## TASK TO CARRY OUT
Lines before the one containing "--- a/firmware/qemu/src/bin/dbg.rs" are left out; return that line and every line after it exactly, through the end of the data below.

** Opening RECORDS TO PROCESS block **

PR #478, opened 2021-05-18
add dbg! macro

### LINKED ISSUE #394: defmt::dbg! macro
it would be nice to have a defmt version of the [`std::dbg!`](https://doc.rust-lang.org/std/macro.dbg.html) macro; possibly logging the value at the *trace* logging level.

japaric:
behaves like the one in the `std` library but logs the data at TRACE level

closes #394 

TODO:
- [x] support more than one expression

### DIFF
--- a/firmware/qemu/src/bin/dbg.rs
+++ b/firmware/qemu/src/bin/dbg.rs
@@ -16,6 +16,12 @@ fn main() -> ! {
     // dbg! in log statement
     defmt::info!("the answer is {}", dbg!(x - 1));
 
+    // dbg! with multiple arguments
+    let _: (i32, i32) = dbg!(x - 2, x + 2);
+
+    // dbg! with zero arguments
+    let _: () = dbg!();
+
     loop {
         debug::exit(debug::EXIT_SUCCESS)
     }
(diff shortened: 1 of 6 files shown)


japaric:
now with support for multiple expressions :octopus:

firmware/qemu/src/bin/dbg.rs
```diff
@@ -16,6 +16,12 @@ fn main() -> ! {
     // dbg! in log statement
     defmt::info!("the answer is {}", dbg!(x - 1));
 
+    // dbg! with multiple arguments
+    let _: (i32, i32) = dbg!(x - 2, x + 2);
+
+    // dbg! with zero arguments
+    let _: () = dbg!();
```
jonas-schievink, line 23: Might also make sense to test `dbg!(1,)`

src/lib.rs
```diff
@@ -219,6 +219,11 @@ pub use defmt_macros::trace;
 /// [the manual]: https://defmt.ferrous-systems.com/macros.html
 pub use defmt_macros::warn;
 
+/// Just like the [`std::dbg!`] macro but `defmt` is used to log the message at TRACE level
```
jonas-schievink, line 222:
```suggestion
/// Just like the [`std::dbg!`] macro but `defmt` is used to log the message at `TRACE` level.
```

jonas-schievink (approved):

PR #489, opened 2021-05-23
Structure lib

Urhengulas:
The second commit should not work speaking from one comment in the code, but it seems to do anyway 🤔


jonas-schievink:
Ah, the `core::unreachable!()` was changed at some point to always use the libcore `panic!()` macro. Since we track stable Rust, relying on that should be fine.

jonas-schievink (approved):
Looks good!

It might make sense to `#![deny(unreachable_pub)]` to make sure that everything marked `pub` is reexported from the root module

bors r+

** Closing RECORDS TO PROCESS block **

## TASK ANSWER
--- a/firmware/qemu/src/bin/dbg.rs
+++ b/firmware/qemu/src/bin/dbg.rs
@@ -16,6 +16,12 @@ fn main() -> ! {
     // dbg! in log statement
     defmt::info!("the answer is {}", dbg!(x - 1));
 
+    // dbg! with multiple arguments
+    let _: (i32, i32) = dbg!(x - 2, x + 2);
+
+    // dbg! with zero arguments
+    let _: () = dbg!();
+
     loop {
         debug::exit(debug::EXIT_SUCCESS)
     }
(diff shortened: 1 of 6 files shown)


japaric:
now with support for multiple expressions :octopus:

firmware/qemu/src/bin/dbg.rs
```diff
@@ -16,6 +16,12 @@ fn main() -> ! {
     // dbg! in log statement
     defmt::info!("the answer is {}", dbg!(x - 1));
 
+    // dbg! with multiple arguments
+    let _: (i32, i32) = dbg!(x - 2, x + 2);
+
+    // dbg! with zero arguments
+    let _: () = dbg!();
```
jonas-schievink, line 23: Might also make sense to test `dbg!(1,)`

src/lib.rs
```diff
@@ -219,6 +219,11 @@ pub use defmt_macros::trace;
 /// [the manual]: https://defmt.ferrous-systems.com/macros.html
 pub use defmt_macros::warn;
 
+/// Just like the [`std::dbg!`] macro but `defmt` is used to log the message at TRACE level
```
jonas-schievink, line 222:
```suggestion
/// Just like the [`std::dbg!`] macro but `defmt` is used to log the message at `TRACE` level.
```

jonas-schievink (approved):

PR #489, opened 2021-05-23
Structure lib

Urhengulas:
The second commit should not work speaking from one comment in the code, but it seems to do anyway 🤔


jonas-schievink:
Ah, the `core::unreachable!()` was changed at some point to always use the libcore `panic!()` macro. Since we track stable Rust, relying on that should be fine.

jonas-schievink (approved):
Looks good!

It might make sense to `#![deny(unreachable_pub)]` to make sure that everything marked `pub` is reexported from the root module

bors r+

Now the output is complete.